Albert Londres había viajado mucho y había escrito mucho. Había escrito sobre los hervideros de furia de los Balcanes y de Argelia, las trincheras de la primera guerra mundial, las barricadas de Rusia y de China, la trata de negros en Dakar y la trata de blancas en Buenos Aires, las penurias de los pescadores de perlas en Adén y el infierno de los presos en Cayena.
Una noche serena, cuando caminaba por las calles de Shangai, algo como un rayo lo golpeó con la violenta luz de la revelación.
Algún dios, supongo, le hizo ese favor, por gentileza o crueldad.

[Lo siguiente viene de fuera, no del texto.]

PR #4486, opened 2026-08-12
[Flink] Fix BuildPipeline.execStep NPE on steps that return null

### LINKED ISSUE #4481: [Bug] BuildPipeline.execStep throws NullPointerException for any step that legitimately returns null
### Search before asking

- [X] I had searched in the [issues](https://github.com/apache/streampark/issues?q=is%3Aissue+label%3A%22bug%22) and found no similar issues referencing `BuildPipeline`/`execStep`.

### Java Version

Temurin 21.0.11 (console), also reproduced building with Microsoft OpenJDK 11.0.28

### Scala Version

2.12.x

### StreamPark Version

3.0.0-SNAPSHOT (`dev` branch, commit `f89652b67`)

### Flink Version

2.2.1 (official binary distribution, standalone/remote cluster)

### Deploy mode

remote

### What happened

Building/releasing a Flink SQL application always fails at step 1/2 ("Create building workspace") with an uncaught `NullPointerException`, even though the workspace directory is genuinely created successfully on disk. The failure is **not visible anywhere in the normal log files** (`logs/error.*.log`) — it only shows up in the raw stdout redirect (`logs/streampark.out`), because it's thrown from a background thread pool task before the console's `GlobalExceptionHandler` is ever involved, and the persisted `ApplicationBuildPipeline.hasError`/`errorSummary`/`errorStack` fields stay `null`/`false`, making the failure look silent from the REST API (`POST /flink/pipe/detail` just shows `pipeStatus: FAILURE` with no error detail).

Root cause: `BuildPipeline#execStep()` wraps every successful step result in `Optional.of(result)`:

```java
R result = process.call();
...
return java.util.Optional.of(result);   // <-- throws NPE if result == null
```

`Optional.of(null)` always throws `NullPointerException` per the Java API contract (use `Optional.ofNullable` for that). Many pipeline steps legitimately have nothing meaningful to return — e.g. "create/clean the build workspace" just performs a side effect and returns `null` — and this is the *normal*, successful case, not an edge case. This is a classic Scala→Java migration bug (introduced by #4463, "[Migrate] Migrate streampark-flink-packer from Scala to Java"): the original Scala code almost certainly used `Option(x)`, which tolerates `null` and produces `None`, not the strict `Optional.of(x)`.

This is not specific to Flink SQL or remote/standalone deploy mode — the same `execStep(...).orElseThrow(() -> pipelineException())` pattern, with a step whose `Callable` returns `null`, appears at **~20 call sites across 6 files**: `BuildPipeline#runYarnSqlBuildSteps` (used by the Yarn pipelines), `FlinkRemoteBuildPipeline`, `FlinkK8sSessionBuildPipeline`, `AbstractK8sApplicationBuildPipeline`, `FlinkK8sApplicationBuildPipeline`, and `SparkK8sApplicationBuildPipeline`. Every deploy mode's build pipeline is affected wherever its first (or any null-returning) step runs.

Simply swapping `Optional.of` for `Optional.ofNullable` is **not sufficient** on its own: every call site relies on `.orElseThrow(() -> pipelineException())` to turn a *failed* step into a thrown exception, and `Optional<R>` cannot distinguish "empty because the step failed" from "empty because the step succeeded with a `null` result" — so a naive one-line fix just trades a crash for `.orElseThrow()` incorrectly firing on every successful null-returning step. The actual fix needs `execStep()` to signal failure via a thrown exception directly (matching what all 20 call sites already reconstruct via `orElseThrow`) rather than via `Optional` emptiness, and the corresponding call sites need to drop the now-redundant `.orElseThrow(...)`.

### Error Exception

```
06:31:23.581 [streampark-build-pipeline-executor-0] ERROR org.apache.streampark.flink.packer.pipeline.impl.FlinkRemoteBuildPipeline - [StreamPark] [streampark-packer] Building pipeline has failed. | appName=streampark_bounded_probe
java.lang.IllegalStateException: null
	at org.apache.streampark.flink.packer.pipeline.BuildPipeline.pipelineException(BuildPipeline.java:259)
	at org.apache.streampark.flink.packer.pipeline.impl.FlinkRemoteBuildPipeline.lambda$buildProcess$1(FlinkRemoteBuildPipeline.java:64)
	at java.base/java.util.Optional.orElseThrow(Optional.java:403)
	at org.apache.streampark.flink.packer.pipeline.impl.FlinkRemoteBuildPipeline.buildProcess(FlinkRemoteBuildPipeline.java:63)
	...
Caused by: java.lang.NullPointerException: null
	at java.base/java.util.Objects.requireNonNull(Objects.java:233)
	at java.base/java.util.Optional.of(Optional.java:113)
	at org.apache.streampark.flink.packer.pipeline.BuildPipeline.execStep(BuildPipeline.java:135)
	at org.apache.streampark.flink.packer.pipeline.impl.FlinkRemoteBuildPipeline.buildProcess(FlinkRemoteBuildPipeline.java:59)
	... 5 common frames omitted
```

### Code of Conduct

88fantasy:

Issue Number: close #4481

Fixes `BuildPipeline#execStep()` throwing `NullPointerException` whenever a pipeline step's `Callable` legitimately returns `null` — which is the normal case for steps that only perform a side effect (e.g. "create/clean the build workspace") and have nothing meaningful to hand to the next step. This breaks the build/release pipeline for a Flink SQL application (and, per the ~20 affected call sites, potentially every deploy mode) at its very first step.

## Brief change log

- `BuildPipeline#execStep()`: return `R` directly instead of `Optional<R>`, and throw `pipelineException()` directly from the `catch` block on failure, instead of returning `Optional.empty()` for the caller to detect via `.orElseThrow(...)`. This removes the null ambiguity entirely — Java `Optional` cannot distinguish "empty because the step failed" from "empty because it succeeded with a `null` value," which is exactly what made a one-line `Optional.of` → `Optional.ofNullable` swap insufficient (it would just make `.orElseThrow()` mis-fire on every successful null-returning step instead of crashing at `Optional.of`).
- Drop the now-redundant `.orElseThrow(() -> pipelineException())` / `.orElseThrow(this::pipelineException)` at all ~20 call sites: `BuildPipeline#runYarnSqlBuildSteps`, `FlinkRemoteBuildPipeline`, `FlinkK8sSessionBuildPipeline`, `AbstractK8sApplicationBuildPipeline`, `FlinkK8sApplicationBuildPipeline`, `SparkK8sApplicationBuildPipeline`.

No caller had extra logic in its `orElseThrow` lambda beyond `throw pipelineException();` — every occurrence checked and removed identically.

## Verifying this change

Manually verified against a real Flink 2.2.1 standalone cluster:

- Before this change: `POST /flink/pipe/build` for a Flink SQL application always fails at step 1/2 ("Create building workspace") with `NullPointerException` at `Optional.of(null)`, even though the workspace directory is genuinely created on disk. The failure is invisible via the REST API (`hasError: false`, `errorSummary: null`) and only shows up in raw stdout (`streampark.out`), not the console's own error log — because the exception is thrown from a background thread pool task before `GlobalExceptionHandler` is ever involved.
- After this change: `POST /flink/pipe/build` for the same application completes with `pipeStatus: SUCCESS` for both steps, and produces a real 6.2 MB shaded jar at `workspace/workspace/<appId>/streampark-flinkjob_<jobName>.jar`.

`./mvnw -pl streampark-flink/streampark-flink-packer,streampark-console/streampark-console-service -am clean compile checkstyle:check spotless:check` passes with 0 violations across all touched modules.

- Anything that affects deployment: no
- The persistence of application state: no
- The direction of network connections: no
- Anything that affects any api: no (internal `BuildPipeline` contract used only within `streampark-flink-packer` and its console caller; `execStep`/`runYarnSqlBuildSteps` are `protected`, not part of any public/external API)

### DIFF
--- a/streampark-flink/streampark-flink-packer/src/main/java/org/apache/streampark/flink/packer/pipeline/BuildPipeline.java
+++ b/streampark-flink/streampark-flink-packer/src/main/java/org/apache/streampark/flink/packer/pipeline/BuildPipeline.java
@@ -110,7 +110,7 @@ public abstract class BuildPipeline extends LoggerSupport
         }
     }
 
-    protected <R> java.util.Optional<R> execStep(int seq, Callable<R> process) {
+    protected <R> R execStep(int seq, Callable<R> process) {
         try {
             curStep = seq;
             stepsStatus.put(
@@ -132,7 +132,7 @@ public abstract class BuildPipeline extends LoggerSupport
                     PipelineStepStatusEnum.SUCCESS, System.currentTimeMillis()));
             logInfo("Building pipeline step[" + seq + "/" + allSteps() + "] success");
             notifyStepChange();
-            return java.util.Optional.of(result);
+            return result;
         } catch (Exception cause) {
             stepsStatus.put(
                 seq,
@@ -148,7 +148,7 @@ public abstract class BuildPipeline extends LoggerSupport
                     + "] failure => "
                     + pipeType().getSteps().get(seq));
             notifyStepChange();
-            return java.util.Optional.empty();
+            throw pipelineException();
         }
     }
 
@@ -275,8 +275,7 @@ public abstract class BuildPipeline extends LoggerSupport
                 }
                 logInfo("Recreate building workspace: " + yarnProvidedPath);
                 return null;
-            })
-                .orElseThrow(this::pipelineException);
+            });
 
         List<String> mavenJars =
             execStep(
@@ -290,8 +289,7 @@ public abstract class BuildPipeline extends LoggerSupport
                         mavenArts.stream().map(File::getAbsolutePath).collect(Collectors.toList());
                     paths.addAll(dependencyInfo.extJarLibs());
                     return paths;
-                })
-                    .orElseThrow(this::pipelineException);
+                });
 
         execStep(
             3,
@@ -301,8 +299,7 @@ public abstract class BuildPipeline extends LoggerSupport
                     YarnJarUploader.uploadJarToHdfsOrLfs(FsOperator.hdfs(), jar, yarnProvidedPath);
                 }
                 return null;
-            })
-                .orElseThrow(this::pipelineException);
+            });
     }
 
     /** intercept snapshot */
--- a/streampark-flink/streampark-flink-packer/src/main/java/org/apache/streampark/flink/packer/pipeline/impl/AbstractK8sApplicationBuildPipeline.java
+++ b/streampark-flink/streampark-flink-packer/src/main/java/org/apache/streampark/flink/packer/pipeline/impl/AbstractK8sApplicationBuildPipeline.java
@@ -65,8 +65,7 @@ abstract class AbstractK8sApplicationBuildPipeline extends BuildPipeline {
                     this::logInfo,
                     checkLocalImageFirst);
                 return null;
-            })
-                .orElseThrow(this::pipelineException);
+            });
 
         execStep(
             6,
@@ -79,8 +78,7 @@ abstract class AbstractK8sApplicationBuildPipeline extends BuildPipeline {
                     dockerProcessWatcher,
                     this::logInfo);
                 return null;
-            })
-                .orElseThrow(this::pipelineException);
+            });
 
         execStep(
             7,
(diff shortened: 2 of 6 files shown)


wolfboys (approved):
LGTM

Desde entonces, no pudo comer ni dormir.
Todas las horas de su vigilia y de su sueño fueron consagradas a crear un libro que iba a ser el primero, aunque ya llevaba veinte libros publicados. Empezó a trabajar encerrado en su habitación de un hotel del puerto y continuó su tarea, fiebre sin pausa, metido en su camarote de un buque llamado Georges Philippar.
Al llegar a las aguas del mar Rojo, el buque se incendió. Albert no tuvo más remedio que salir a cubierta y a los empujones fue arrojado a un bote salvavidas. Ya el bote se estaba alejando del naufragio, cuando Albert se golpeó la frente, gritó ¡mi libro!, y se echó al agua. Nadando, llegó. Trepó como pudo al buque en llamas y se metió en el fuego, donde su libro ardía.
Y nunca más se supo de ninguno de los dos.